このnoteは、私たちが学んだことやリサーチしたことを世の中に共有していくために立ち上げたものです。スタッフや仲間のライターが代わる代わる、お届けしていきます。わたしも、編集部のメンバーとして、これから取材記事やお知らせ記事など執筆していくと思います。どうぞよろしくお願いいたします。

篠田栞(しのだ・しおり)
平成2年、奈良生まれ、奈良育ち。THEATRE for ALL コミュニケーションチーム統括として、システム開発からコミュニティ形成、営業活動までの立ち上げに奔走中。元々は、広告、デザイン・クリエイティブの会社の企画営業職を経て、フリーランスの編集・ライター。また、アングラ演劇少女だった建築家の母と売れない音楽家の父の影響で2歳から演劇の舞台に立ち、大学よりお能のお稽古にはまる。民俗芸能など日本の芸能の身体が好きで、仮面を収集し、仮面劇作品をつくったりパフォーマンスしている。
https://www.shiorishinoda312.com/

オンラインの劇場である、THEATRE for ALLが目指しているのは「舞台芸術へのアクセシビリティ」を高めていくこと。演劇、ダンス、映画、メディアアート。古典から現代のものまで、あらゆる舞台芸術にこれまで様々な環境の違いや身体の違いからアクセスできなかった人たちがアクセスできるようになることを目指しています。

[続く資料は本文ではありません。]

PR #400, opened 2025-06-28
fix: only shut down active providers

bduffany:
The spec says that shutdown must shut down active providers,
but the current logic shuts down inactive providers.

This change fixes that. Separately, the spec might also need to be modified
to say "only" active providers.


openfeature/openfeature.go
```diff
@@ -89,4 +89,5 @@ func RemoveHandler(eventType EventType, callback EventCallback) {
 // Shutdown active providers
 func Shutdown() {
 	api.Shutdown()
+	initSingleton()
```
sahidvelji, line 96: As mentioned in [my comment](https://github.com/open-feature/go-sdk/pull/398#discussion_r2173476237) on #398, the call to `initSingleton` clears the entire state of the API, including all registered hooks and providers, which is not what we want. This call to Shutdown should only shutdown whatever providers are active.

toddbaert:
I'll take a look at this next week.

openfeature/openfeature.go
bduffany: @sahidvelji Could you expand on why that is not desired? I would expect a function called "Shutdown" to clear all state and clean up any resources, regardless of resource type (hooks, providers, whatever). When writing tests, we want each test to be able to fully clean up after itself, including any modifications that it made to the global state. That way, subsequent test cases are starting from scratch, and any global state modifications made by previous tests will be reset, so they are guaranteed not to interfere. (Maybe there is a more preferred way of doing this that I'm not seeing?)

sahidvelji: I'd like input from others on this before deciding one way or another, but there are a couple of reasons. The doc comment says this function shuts down active providers. [Based on the spec](https://openfeature.dev/specification/sections/flag-evaluation#17-provider-lifecycle-management), I would expect that to mean that all providers that implement the StateHandler interface and are not in `FATAL` or `NOT_READY` state would be shutdown by calling the provider's Shutdown method. I would then expect each such provider to have a status of NOT_READY. We also need to consider what the other language SDKs do when Shutdown is called, to be consistent. The spec and this doc comment will need to be updated to clarify the shutdown mechanism if the desired behaviour is to reset the entire API upon shutdown.

erka: @sahidvelji The `go-sdk` doesn’t check the provider’s status before calling `provider.Shutdown`. Additionally, if the provider has already been shut down, its internal status isn’t updated. As a result, subsequent calls to `of.Shutdown` will continue attempting to shut it down.

sahidvelji: > @sahidvelji The go-sdk doesn’t check the provider’s status before calling provider.Shutdown. Additionally, if the provider has already been shut down, its internal status isn’t updated.

I realize that, which is why I think that's what this PR should update rather than just resetting everything.

erka: I reviewed a few SDK implementations, and it seems that none of them explicitly handle the provider’s state before calling `Shutdown`. The common pattern is to simply run `Shutdown` on each provider, then either create a new instance of `ProviderRegistry` or clean it up. Some SDKs also set a `NoOpProvider` as the default after shutdown. The python sdk set provider to `NOT_READY` state. 

I think this is a great topic to bring up at the community meeting.

sahidvelji: If there is no consistency among the SDKs, then that implies to me that there is ambiguity in the spec and the section(s) on shutdown need to be clarified further.

toddbaert: While there's room for divergence in implementations, maybe this is something we should specify... I'll consider a spec addition.

toddbaert: @erka @bduffany @sahidvelji What do you guys think about [this spec improvement](https://github.com/open-feature/spec/pull/323)? Is is too much? I'm open to alternatives.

例えば障害をおもちの方、日本語がわからない移住外国人の方で芸術作品を楽しむということに壁があった方、小さなお子さんがいらっしゃったり、劇場がない地域にお住まいでなかなか劇場に足を運べない方もいらっしゃるかもしれません。また、これまで「アート」と言われると身構えてしまって、楽しみ方がよくわからない(むしろ、アートにアレルギーがある…)という方にも、360度いろんな楽しみ方があっていいし、色んな楽しみ方を掘り起こしていくことの面白さが伝わればいいな。そんな場作りをしたいなという思いで、オンライン、リアルの様々な準備を進めています!

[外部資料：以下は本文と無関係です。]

PR #403, opened 2025-07-05
feat: expose generic resolution/evaluation details structs

sahidvelji:
## This PR

We can introduce generic versions of the ResolutionDetail and EvaluationDetails structs without a breaking change by using type aliases. These generic structs can help provider authors and application authors write more modular code.

### DIFF
--- a/openfeature/client.go
+++ b/openfeature/client.go
@@ -148,30 +148,24 @@ type EvaluationDetails struct {
 	ResolutionDetail
 }
 
-type BooleanEvaluationDetails struct {
-	Value bool
+// GenericEvaluationDetails represents the result of the flag evaluation process.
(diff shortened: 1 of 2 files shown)


erka:
This change has a side‑effect for code that relies on reflect. I don’t know if this is used in practice somewhere.

```go
reflect.TypeOf(openfeature.BooleanEvaluationDetails{}).Name()
```

Before the change it returns `BooleanEvaluationDetails`.
After the change - `GenericEvaluationDetails[bool]`.

sahidvelji:
Thanks for pointing that out. I can't imagine many users using reflect in that manner. Though, even if there are such users, I would think that this PR would be a welcome change, given that it eliminates the need for such use of reflection in the first place.

aepfli (approved):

また、本事業の大切なもうひとつの側面として、舞台芸術の制作者、アーティストにとってのアクセシビリティをどのようにサポートできるかという点があります。採択された舞台芸術作品に対しては、THEATRE for ALLのバリアフリーチームからバリアフリー化のアドバイスや制作のお手伝いをしていきます。その結果として「これまで様々な理由から舞台芸術を視聴してこなかったような潜在的なファンにアプローチできる」「作品制作に今後もいかせるような視点を獲得できる」といったことを目指しています。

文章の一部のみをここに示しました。